Gregory Boyington was born on 4 December 1912 in Coeur D'Alene, Idaho. He studied aeronautical engineering at the University of Washington, graduating in 1934, and was subsequently employed by the Boeing Aircraft Company. He also served in the U.S. Army Coast Artillery Reserve and the Volunteer Marine Corps Reserve. In February 1936, Boyington was appointed from the State of Washington as a U.S. Marine Corps Reserve aviation cadet. After completing flight training in March 1937 at Naval Air Station, Pensacola, Florida, he was designated as a Naval Aviator and received orders to the Fleet Marine Force at Quantico, Virginia. In July 1937, he accepted a regular commission in the Marine Corps as a Second Lieutenant. A year later, following attendance at the Corps' Basic School, he joined the Second Marine Aircraft Group at San Diego, California. Promoted to First Lieutenant in November 1940, Boyington resigned his commission in the Summer of 1941 in order to join what became the American Volunteer Group (AVG) or "Flying Tigers".
During the next year, as the Sino-Japanese War expanded into a conflict involving the entire Asia-Pacific region, Boyington served in the AVG as a fighter pilot and squadron commander, claiming credit for shooting down several Japanese aircraft. In September 1942, after his return to the United States, he was commissioned a First Lieutenant in the Marine Corps Reserve and was promoted to the temporary rank of Major a few months later. Sent to the southern Pacific war zone, he served as Executive Officer of Marine Fighting Squadron One Hundred Twenty One (VMF-121) during the months following the fight for Guadalcanal. Later in 1943 Major Boyington received command of the newly-formed Marine Fighting Squadron Two Hundred and Fourteen (VMF-214), which flew F4U "Corsair" fighters in the campaign to seize bases in the Central Solomons and isolate the enemy stronghold at Rabaul, New Britain.

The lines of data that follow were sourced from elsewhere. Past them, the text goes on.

PR #335, opened 2017-03-27
Added support for dhcp_remote_isc provider

witlessbird:


manifests/plugin/dhcp/remote_isc.pp
```diff
@@ -0,0 +1,38 @@
...
+# $key_secret::             DHCP password
+#                           type:Optional[String]
+# 
+# $omapi_port::             DHCP server OMAPI port
+#                           type:Integer[0, 65535]
+#
+class foreman_proxy::plugin::dhcp::remote_isc (
+  $dhcp_config     = $::foreman_proxy::plugin::dhcp::remote_isc::params::dhcp_config,
+  $dhcp_leases     = $::foreman_proxy::plugin::dhcp::remote_isc::params::dhcp_leases,
+  $key_name   = $::foreman_proxy::plugin::dhcp::remote_isc::params::key_name,
```
domcleal: Nitpick: alignment of the right hand part is different between the two blocks.

manifests/plugin/dhcp/remote_isc/params.pp
```diff
@@ -0,0 +1,7 @@
+class foreman_proxy::plugin::dhcp::remote_isc::params {
+  $dhcp_config     = '/etc/dhcp/dhcpd.conf'
+  $dhcp_leases     = '/var/lib/dhcpd/dhcpd.leases'
+  $key_name   = undef
```
domcleal: ditto, alignment's inconsistent

manifests/plugin/dhcp/remote_isc.pp
```diff
@@ -0,0 +1,38 @@
...
+  $key_secret = $::foreman_proxy::plugin::dhcp::remote_isc::params::key_secret,
+  $omapi_port = $::foreman_proxy::plugin::dhcp::remote_isc::params::omapi_port,
+) inherits foreman_proxy::plugin::dhcp::remote_isc::params {
+  validate_string($dhcp_config, $dhcp_leases)
+  validate_integer($omapi_port)
+
+  foreman_proxy::plugin { 'dhcp_remote_isc':
+  } ->
```
domcleal: The chaining arrow needs to move to the next line, i.e.

```
}
-> foreman_proxy::settings_file ...
```

witlessbird:
- Fixed formatting issues.

The failures I'm seeing are when puppet 3.5 (non-future) parser is used (and in a bunch of unrelated places too). Are these supposed to pass now?

domcleal:
Only after #336 is merged and this PR is rebased.

witlessbird:
Rebased.

manifests/plugin/dhcp/remote_isc.pp
witlessbird: I'm getting "manifests/plugin/dhcp/remote_isc.pp:34:WARNING: arrow should be on the right operand's line" after I made the change suggested above.

domcleal: Your file has this:

```
}
->
foreman_proxy::settings_file { 'dhcp_remote_isc': 
```

The `->` operand must be moved to the start of the next line.

witlessbird:
Fixed formatting issue with ```->``` operand.

templates/plugin/dhcp_remote_isc.yml.erb
```diff
@@ -0,0 +1,30 @@
+---
+#
+# Configuration file for remote ISC dhcp provider
+#
+
+:config: <%= scope.lookupvar("::foreman_proxy::plugin::dhcp::remote_isc::dhcp_config") %>
```
ekohl: Since the template is rendered inside the remove_isc class, all these variables can be access through the local scope (```@dhcp_config```).

templates/plugin/dhcp_remote_isc.yml.erb
```diff
@@ -0,0 +1,30 @@
...
+#
+#:config: /etc/dhcpd.conf
+#
+# Settings for Ubuntu
+#
+#:config: /etc/dhcp3/dhcpd.conf
+#:leases: /var/lib/dhcp3/dhcpd.leases
+
+# Specifies TSIG key name and secret
+<% unless [nil, :undefined, :undef, ''].include?(scope.lookupvar("::foreman_proxy::plugin::dhcp::remote_isc::key_name")) ||
```
ekohl: Should there be a check in the class that if either is given, both should be given?

templates/plugin/dhcp_remote_isc.yml.erb
```diff
@@ -0,0 +1,30 @@
+---
+#
+# Configuration file for remote ISC dhcp provider
+#
+
+:config: <%= scope.lookupvar("::foreman_proxy::plugin::dhcp::remote_isc::dhcp_config") %>
+:leases: <%= scope.lookupvar("::foreman_proxy::plugin::dhcp::remote_isc::dhcp_leases") %>
+
+# Redhat 5
```
ekohl: Are these really relevant inside a template?

witlessbird: We have these in the template for the core dhcp isc provider, which is the reason I kept them here. I have no preference.

templates/plugin/dhcp_remote_isc.yml.erb
witlessbird: These are validated by smart-proxy, I'm not sure if another layer of checks is needed.

witlessbird:
- switched to use locally-scoped variables in the template.

templates/plugin/dhcp_remote_isc.yml.erb
```diff
@@ -0,0 +1,30 @@
+---
+#
+# Configuration file for remote ISC dhcp provider
+#
+
+:config: <%= scope.lookupvar("@dhcp_config") %>
```
ekohl: This can just be ```<%= @dhcp_config %>```. No need for ```scope.lookupvar```.

witlessbird:
- removed ```scope.lookupvar.``` where template variables are evaluated.

witlessbird:
- reverted back to using ```scope.lookupvar``` as template variables weren't being resolved, leading to failures in specs.

ekohl:
> reverted back to using scope.lookupvar as template variables weren't being resolved, leading to failures in specs.

My apologies, I confused this with another class.

ekohl:
And the tests a broken because puppetlabs_spec_helper now requires parallel_tests which is ruby 2.0+ only.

From 12 September 1943 to 3 January 1944, while commanding VMF-214, Boyington was credited with twenty-two more aerial victories (for a claimed total of twenty-eight, counting his AVG service) before being shot down near Rabaul on 3 January 1944. Picked up by a Japanese submarine, he spent the next twenty months as a prisoner of war. While in captivity Boyington was promoted to Lieutenant Colonel. After the Japanese capitulation in August 1945, he was released from the Omori Prison Camp near Tokyo, Japan and returned to the United States. In recognition of his "extraordinary heroism and valiant devotion to duty" while in command of VMF-214, Lieutenant Colonel Boyington was presented with the Medal of Honor by President Harry S. Truman in October 1945 White House ceremonies. He then made a Victory Bond Tour before reporting for duty at Marine Corps School, Quantico, Virginia. For his last duty station, he transferred to Marine Air West Coast at the Marine Corps Air Depot, Miramar, San Diego, California. His distinguished combat record resulted in promotion to the rank of Colonel upon his retirement in August 1947. Colonel Boyington died on 15 January 1988 and is buried at Arlington National Cemetery, Arlington, Virginia.